PR #132, opened 2020-04-23
Enforce max path length limit

nareddyt:
Based on feedback from the security review, we should enforce a limit (even if GCLB already does). This will prevent stack overflows on non-gcp deployments and fix oss-fuzz failures.

Ref: https://bugs.chromium.org/p/oss-fuzz/issues/detail?id=21510&q=esp-v2


src/envoy/http/path_matcher/filter.cc
```diff
@@ -31,6 +31,10 @@ namespace http_filters {
 namespace path_matcher {
 namespace {
 
+// Half of the max header value size Envoy allows.
+// 4x the standard browser request size.
+uint32_t PATH_MAX_SIZE = 8192;
```
qiwzhang, line 36: please use constexpr

src/envoy/http/path_matcher/filter.cc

= = = = = = =

#### [Exercise details]
Please print exactly the lines of the entries above, beginning with the line that contains "Based on feedback" and ending with the last line.

#### [Reply]
Based on feedback from the security review, we should enforce a limit (even if GCLB already does). This will prevent stack overflows on non-gcp deployments and fix oss-fuzz failures.

Ref: https://bugs.chromium.org/p/oss-fuzz/issues/detail?id=21510&q=esp-v2


src/envoy/http/path_matcher/filter.cc
```diff
@@ -31,6 +31,10 @@ namespace http_filters {
 namespace path_matcher {
 namespace {
 
+// Half of the max header value size Envoy allows.
+// 4x the standard browser request size.
+uint32_t PATH_MAX_SIZE = 8192;
```
qiwzhang, line 36: please use constexpr

src/envoy/http/path_matcher/filter.cc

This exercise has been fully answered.